The box plot is a handy way to quickly inspect a few important characteristics of the data:

  1. median: middle horizontal line (i.e. the 50th percentile)
  2. hinges: top and bottom of the boxes showing the 75th and 25th percentiles, respectively
  3. whiskers: vertical lines showing the highest and lowest values (excluding outliers, if present)
  4. outliers: points showing outlier values more than 1.5 times the inter-quartile range (i.e. 1.5 times the distance from the 25th to 75th percentiles). Note that not all data sets will have outlier points.
ggplot(aes(x=Nutrients, y=Total), data=MyData) + geom_boxplot()

Violin Plot

Violin plots or Density strips are another popular way to plot these type of data. The ‘violin’ or ‘density’ refers to the smoothed frequency distribution, which is similar the the geom_histogram we saw above, but imagine fitting a smoothed line along the top of each bar, and then turning it on its side and mirroring the image.

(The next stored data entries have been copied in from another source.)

Issue #554, opened 2019-08-12
QueryString parsing (duplicate / redundant techniques)


danielweck:
`import { parseQueryString } from "readium-desktop/utils/url";`
https://github.com/readium/readium-desktop/blob/4e5ec305a4694ad75b691c98314de7d3295c44c9/src/utils/url.ts#L15-L29

_______
vs.
_______
`import * as qs from "query-string";`
https://github.com/readium/readium-desktop/blob/4e5ec305a4694ad75b691c98314de7d3295c44c9/package.json#L186

_______
vs.
_______
`import * as qs from "qs";`
https://github.com/readium/readium-desktop/blob/4e5ec305a4694ad75b691c98314de7d3295c44c9/package.json#L185
https://github.com/readium/readium-desktop/blob/4e5ec305a4694ad75b691c98314de7d3295c44c9/package.json#L227

danielweck:
Note that some `r2-xxx-js` packages also use an ad-hoc utility function (created a long time ago):

```
export interface IStringMap { [key: string]: string; }

export const getURLQueryParams = (search?: string): IStringMap => {
    const params: IStringMap = {};

    let query = search || window.location.search;
    if (query && query.length) {
        query = query.substring(1);
        const keyParams = query.split("&");
        keyParams.forEach((keyParam) => {
            const keyVal = keyParam.split("=");
            if (keyVal.length > 1) {
                params[keyVal[0]] = decodeURIComponent(keyVal[1]);
            }
        });
    }

    return params;
};
```

...and there is some redundancy with `querystring.[un]escape()` and these ad-hoc RFC-compliant utility functions:

```
export function encodeURIComponent_RFC3986(str: string): string {
    return encodeURIComponent(str)
        .replace(/[!'()*]/g, (c: string) => {
            return "%" + c.charCodeAt(0).toString(16);
        });
}

export function encodeURIComponent_RFC5987(str: string): string {
    return encodeURIComponent(str).
        replace(/['()]/g, querystring.escape). // i.e., %27 %28 %29
        replace(/\*/g, "%2A").
        // |`^
        replace(/%(?:7C|60|5E)/g, querystring.unescape);
}
```

!

danielweck:
Updated code references:

https://github.com/readium/readium-desktop/blob/aacfe6bbd33db5623a01cfb2939713b6015c8790/src/renderer/components/reader/ReaderMenu.tsx#L9

[...]

PR #903, opened 2019-12-26
[READY] centralization of the starting point for reader and main app

### LINKED ISSUE #882: When changing language, tab headers only refresh when switching tab (regression)

panaC:
fixes #882 #897


src/common/services/translator.ts
```diff
@@ -132,6 +132,10 @@ export class Translator {
     public translate: I18nTyped = this._translate;
     private locale: string = "en";
 
+    constructor(defaultLocale = "en") {
```
danielweck: Is this change necessary? The Dependency Injection Container will not automatically create a `Translator` instance with a constructor parameter, so this would need to be an explicit `new Translator("fr")` (for example) from `di.ts` ... but this is currently not the case:

https://github.com/readium/readium-desktop/blob/aacfe6bbd33db5623a01cfb2939713b6015c8790/src/main/di.ts#L167

src/renderer/components/App.tsx
```diff
@@ -18,23 +17,13 @@ import * as dialogActions from "readium-desktop/common/redux/actions/dialog";
...
 import DownloadsPanel from "./DownloadsPanel";
 import ToastManager from "./toast/ToastManager";
 
 export default class App extends React.Component<{}, undefined> {
 
-    @lazyInject(diRendererSymbolTable.store)
-    private store: Store<RootState>;
-
-    @lazyInject(diRendererSymbolTable.history)
-    private history: History<IRouterLocationState>;
```
danielweck: This change is interesting. Are you recommending removing *all* occurrences of `@lazyInject` in the renderer process code? (and instead replace with `diRendererGet("xx")` wherever required?) Do you think `@lazyInject` is unreliable, or is this change motivated by personal coding taste?

src/common/services/translator.ts
panaC: you're right c2ca422276e16d13109655e3cec416cacbad3969

src/renderer/redux/sagas/win.ts
```diff
@@ -5,14 +5,55 @@
...
+
         yield put(winActions.initSuccess.build());
     }
 }
+
+let notRendered = true;
+
+function* winStartWatcher(): SagaIterator {
+
+    while (true) {
```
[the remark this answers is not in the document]
panaC: you're right 1730aa3f473e58fb3eebc7d928d7d9b2d22e00e4

src/renderer/redux/sagas/i18n.ts
```diff
@@ -13,8 +13,11 @@ import { all, call } from "redux-saga/effects";
 function* localeWatcher() {
     while (true) {
         const action = yield* takeTyped(i18nActions.setLocale.build);
+
         const translator = diRendererGet("translator");
         translator.setLocale(action.payload.locale);
+
+        document.documentElement.setAttribute("lang", action.payload.locale);
```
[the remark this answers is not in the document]
panaC: ok

src/renderer/components/reader/Reader.tsx
```diff
@@ -76,10 +74,7 @@ import optionsValues, {
 //     supportFetchAPI: true,
 // });
 
-/**
- * WHY lot of const variable not in constructor ?
- */
-const queryParams = getURLQueryParams();
+const queryParams = () => getURLQueryParams();
```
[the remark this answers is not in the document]
panaC: yes , it's necessary when imported from redux-saga `win.ts`.
What is your proposal ?

src/renderer/components/App.tsx
panaC: `lazyInject` causes problems when importing from redux-saga

danielweck: Ok, so this PR removes all usages of `@lazyInject`.

src/renderer/components/reader/Reader.tsx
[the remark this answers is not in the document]
danielweck: Related issue: https://github.com/readium/readium-desktop/issues/554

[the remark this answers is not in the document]
danielweck: `window.location.search` should be "statically" / "immediately" available to the `BrowserWindow`'s URL, see:
https://github.com/readium/readium-desktop/blob/aacfe6bbd33db5623a01cfb2939713b6015c8790/src/main/redux/sagas/reader.ts#L130-L149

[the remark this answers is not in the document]
panaC: resolved by technical call

src/renderer/components/reader/Reader.tsx
```diff
@@ -145,19 +138,22 @@ const computeReadiumCssJsonMessage = (): IEventPayload_R2_EVENT_READIUMCSS => {
...
 };
-setReadiumCssJsonGetter(computeReadiumCssJsonMessage);
 
-const publicationJsonUrl = queryParams.pub.startsWith(READIUM2_ELECTRON_HTTP_PROTOCOL) ?
-    convertCustomSchemeToHttpUrl(queryParams.pub) : queryParams.pub;
+const queryParams = getURLQueryParams();
+const lcpHint = queryParams.lcpHint;
+// pub is undefined when loaded in dependency injection by library webview.
+// Dependency injection is shared between all the renderer view
+const publicationJsonUrl = queryParams.pub?.startsWith(READIUM2_ELECTRON_HTTP_PROTOCOL)
```
danielweck: Is the question mark `?` and the code comment necessary here? If I am not mistaken, the URL query parameter `pub` is available immediately and reliably in the `BrowserWindow` / `webContents` URL:

https://github.com/readium/readium-desktop/blob/aacfe6bbd33db5623a01cfb2939713b6015c8790/src/main/redux/sagas/reader.ts#L130-L149

panaC: no, it's always necessary here, the Reader code is imported in DI. And the DI is shared between reader and library. I am working to improve that in the future PR

src/renderer/di.ts
```diff
@@ -16,6 +16,9 @@ import { diRendererSymbolTable as diSymbolTable } from "readium-desktop/renderer
 import { RootState } from "readium-desktop/renderer/redux/states";
 import { initStore } from "readium-desktop/renderer/redux/store/memory";
 import { Store } from "redux";
+
+import * as mainApp from "./components/App";
+import * as readerApp from "./components/reader/App";
```
danielweck: I would like to suggest changing this to a cleaner syntax:
`import MainApp from "./components/App";`

...and simply use `MainApp` instead of `mainApp.default` in the code below.

src/renderer/components/reader/Reader.tsx
danielweck: Ah yes of course, WebPack's statically-created bundle (at build time) imports the entire code hierarchy  ... so we need a separate PR to split the reader / library scopes.

src/renderer/di.ts
panaC: 1e07d8e9

danielweck:
Note that this PR messes-up the reader/library CSS due to combining both scopes into the same WebPack bundle. This is because we are staging multiple consecutive (small) PRs in order to solve the bigger issues, incrementally. So the develop branch currently runs but has some rendering bugs.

It can be very helpful to include both the violin and boxplot geoms on the same graph:

ggplot(aes(x=Nutrients, y=Total), data=MyData) + 
  geom_violin() + geom_boxplot(width=0.2)

Dotplot

The dotplot stacks points of similar value. It’s particularly useful for smaller datasets where the smooting of the density function may be unreliable. There are a couple of options here:

  1. You can use dotplots for individual variables
ggplot(aes(x=Total), data=MyData) + 
  geom_dotplot(binwidth=2)

  1. Or for continuous-by-categorical (but note the extra parameters)
ggplot(aes(x=Nutrients, y=Total), data=MyData) + 
  geom_dotplot(binaxis="y", binwidth=2)

Done!

That’s it! That’s all you need to start exploring your data! Load your data frame, and plot different combinations of variables to look at the distribution of values or the relationship between your variables.

Once you are comfortable producing these plots with different data types, you might start thinking about how to improve the appearance of your graphs. Once you understand these basic data types, you can explore how to customize and improve their appearance.